You should make a ledger of all disbursements ffom Dad to brother
Avoid conservator ships /guardian ships, unless you fully understand consequences.
If Dad is still competent you should update Will Living Trust, POA, and Advance Health Care directive. Before it is too late
If your POA is effective now, you can take it to the bank and tell them you will be signing checks as POA. Taking his checkbook without his agreement would be illegal, however; and as long as he's not mentally incompetent, he can still do whatever he wants with his $. So your problem is not solved thereby unless you draw out all his funds so checks he writes are dishonored--be sure he doesn't have overdraft protection on the account.
Be aware that if he's mentally competent, he can revoke your POA. He could appoint your brother, or anyone he chooses.
I agree with the others who've told you to stop contributing to your brother. That's what you are doing now. If Dad wants to find a cheaper place to live so he can give your brother money, that's on him. Otherwise, he can pay his own rent up to his total income.
Is your dad afraid of your brother? You might want to get APS involved to check that out. Maybe they could warn your brother of the consequences of elder financial abuse.
Perhaps you could get Dad to an Elder Law attorney to prepare for possible Medicaid needs, living will, etc., and let the attorney explain to him the pitfalls of what he's doing, and also warn your brother in writing to knock it off.

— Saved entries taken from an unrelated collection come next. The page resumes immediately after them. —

PR #4352, opened 2019-06-26
PYALLOCB: 1-B : Update Error Object and Err_Handler class

jbrandolinisf:
# Critical Changes

# Changes
- We added two new Error fields, Record_Id__c and Retry_Pending__c, as well as additional background functionality. Together, these changes support future development of error logging functionality.   
# Issues Closed

# New Metadata
Error (Error__c) Object:
- Retry Pending? (Retry_Pending__c [Checkbox]) Added for future support.  If true, will indicate the associated process and record needs to be reprocessed.  After successful reprocessing, it will change to false [unchecked].  This field is not required.
- Record Id (Record_Id__c [Text(18)] Added to relate the Error to a specific record in the system.    This field is not required.
# Deleted Metadata


jbrandolinisf:
@force2b - just give me a rough, yeah or heck no...and we can talk.  I made most of the changes inside of a new inner class called RecordErrors.

src/classes/ERR_Handler.cls
```diff
@@ -420,15 +864,29 @@ public class ERR_Handler {
...
+
+    /*******************************************************************************************************
+    * @description Returns the URL of a record, if available.
+    * @param recordId The id of the record associated with the error
+    * @return The URL of the record. Warning: it may not necessarily be valid.
+    */
+    private static String getRecordURL(String recordId) {
+        String recordURL = URL.getSalesforceBaseUrl().toExternalForm() + '/' + recordId;
+
+        if (recordURL.startsWith('http:'))
```
force2b: Curly brackets are needed, though I'm really sure the `if` is needed for this.

src/classes/ERR_Handler.cls
```diff
@@ -449,10 +907,10 @@ public class ERR_Handler {
     */
     private static String getStatusCode(system.StatusCode status) {
         if (status == system.Statuscode.REQUIRED_FIELD_MISSING)
-            return 'Required Field Missing';   
+            return 'Required Field Missing';
         else if (status == system.Statuscode.FIELD_CUSTOM_VALIDATION_EXCEPTION)
             return 'Custom Validation Rule Failed';
         else
-            return 'Other';
+            return STATUS_CODE_OTHER_VAL;
```
force2b: Curly brackets needed

src/classes/ERR_Handler.cls
```diff
@@ -53,6 +55,273 @@ public class ERR_Handler {
         public List<Error__c> errorRecords = new List<Error__c>();
     }
 
+    /*******************************************************************************************************
+    * @description Inner class that groups the result of processing the result of multiple DML operations performed
+    * using the Database class, as well as manages Errors by Record Id (Salesforce Id of the record most directly
+    * associated with the operation).
+    */
+    public class RecordErrors {
```
force2b: I'm unclear on this inner class. I can't find any references to it being instantiated in this code. Two things come to mind though:
1. Class names are generally singular (`RecordError')
2. I wonder if there is enough code in this class that it needs to be abstracted out into another class such as `ERR_RecordError`.

For #2, I'm not really able to tell how this is used so it may be that it doesn't need to move. I'm just not sure of the connection between the existing methods in the ERR_Handler and this inner class.

src/classes/ERR_Handler.cls
jbrandolinisf: This method was there originally.  I can update it  accordingly.

src/classes/ERR_Handler.cls
jbrandolinisf: Another method that was here originally...I just refactored to use constants...I debated converting to Custom Labels but thought I would see what you thought...

src/classes/ERR_Handler.cls
jbrandolinisf: I am good with extracting the code out.  This is the kind of feedback I was particularly interested in.  I initially tried to stay with methods similar to what is in ERR_Handler, but I really needed stuff to handle/abstract the insert/update aspects of keeping a unique Record Error.

Should I make that change then?

src/classes/ERR_Handler.cls
force2b: Yes, sorry. If you're doing some significant work in the class and/or modifying methods, it's worth fixing legacy style errors.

After she moved in, I noticed she couldn't manage her checkbook and was suffering more mental decline than was visible during visits. We went to the bank and had my name added to Mom's checking account. I put a stop to the payments to my brother and explained to her that she'd soon need in-home care and she had to save her money for that as brother certainly would not be able to help. She didn't object much, so I think she knew on some level that my brother was taking advantage of her. Sending him money had just become a habit, like paying any other bill.
Guess what? Eighteen months later, my brother and his wife are managing just fine (though he still complains to Mom about money in every telephone conversation). Mom has been able to treat herself to some clothes and go to the dentist. She has accumulated enough money to cover at least some of her upcoming nursing needs.
Moochers are manipulators, pure and simple. The sooner they are stopped, the better for our parents.
that it would be one less headache for him to take care of, as it needs to be balanced monthly and hasn't been in a while. explain to dad that he only receives a certain amount of money per month and it needs to be regulated properly monthly so that he doesn't extend himself.
i don't think you can take dads check book away from him if he says no, unless he is incompetent and can not handle it properly.
with my parents who both were had dementia at the same time, i did just that. he understood and i also was his POA.
good luck...
My brother and sister essentially cleaned out my parent's bank accounts and equity in their home and of course, this was never paid back. And they also got the most "royal" treatment from Mother.
The rest of us sibs did not know this was an ongoing thing, and we certainly would have put a stop to it, had we known.
Dad set things up prior to his passing that allows Mother to only write checks up to a certain amt and then it requires responsible brother to cosign. She shops all in cash now, however, once the mooching brother died, we all breathed a HUGE sigh of relief. He would have taken everything single thing she had if given half a chance.
It seems to me that the person to confront is your brother. What does he think he's doing, leaning on a gentleman of 93 like this?
Your father, if fully informed about your brother's condition, might have set up a Special Needs Trust for brother for when he dies and can no longer help your brother.
From the outside, it does look like brother is a leech, but rather, he is likely a dependent due to Aspergers condition, and you, like the general public do not understand, but you can learn. Does he live independently? You can look into "Supported Housing" for brother.